12. The method for payment management of electric vehicles as claimed in the claim 10, wherein said set of data includes battery data such as location, daily running and battery health, behavioural data such as age, social score, telco score, identity confidence, payment history, credit score and loan amount.

13. The method for payment management of electric vehicles as claimed in the claim 10, wherein said one or more operations include data cleaning, data integration, data transformation, data reduction, data discretization, data normalization.

14. The method for payment management of electric vehicles as claimed in the claim 10, wherein said set of parameters include social footprint score, identity confidence score, karma score (daily running km, service turnaround time (TAT) (100% uptime), net promoter score (NPS)), digital footprint, loan tenure, down payment, residence status, vehicle ownership, earning behaviour.

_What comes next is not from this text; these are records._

PR #269, opened 2017-10-18
core: Split the News subcategory

joaquimrocha:
The News category which comprised Network::News and Network::Feed is
moved under the the Utilities category, and a new Reference::News is
created.
The reason is that if we only have Network::News, then any app tagged
with this category will show up in the Utilities list as well, and this
is not desired for purely news reference apps.

https://phabricator.endlessm.com/T19566


plugins/core/gs-desktop-common.c
```diff
@@ -271,9 +275,8 @@ static const GsDesktopMap map_reference[] = {
 	{ "lifestyle",		NC_("Menu of Reference", "Lifestyle"),
 					{ "Reference::Lifestyle",
 					  NULL} },
-	{ "news",		NC_("Menu of Communication & News", "News"),
-					{ "Network::Feed",
-					  "Network::News",
+	{ "news",		NC_("Menu of Reference News", "News"),
```
rshuler: @joaquimrocha I think this should just say "Menu of Reference", for consistency with all the other subcategories.

plugins/core/gs-desktop-common.c
```diff
@@ -271,9 +275,8 @@ static const GsDesktopMap map_reference[] = {
...
+					{ "Reference::News",
```
rshuler: In addition to "Reference::News", we also need "Reference::Feed"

15. The method for payment management of electric vehicles as claimed in the claim 10, wherein said method further comprises the steps of: a) applying, via the prediction module (107), the machine learning technique to identify a hidden correlation and a behavioural pattern within the set of parameters which are considered an input vector by the prediction module (107); b) computing, via the prediction module (107), a payment propensity score based on the identified hidden correlation and the behavioural pattern representing a probability of the user making the payment of the corresponding due amount;c) generating, via the prediction module (107), the prediction from the payment propensity score and thereafter comparing the prediction to an actual behaviour displayed by the user; and d) determining, via the prediction module (107), a deviation or tolerance between the prediction and the actual behaviour and presenting the deviation as a feedback input into the prediction module (107) for updating a plurality of weights which are assigned to the set of parameters and thereby increasing an accuracy of the prediction.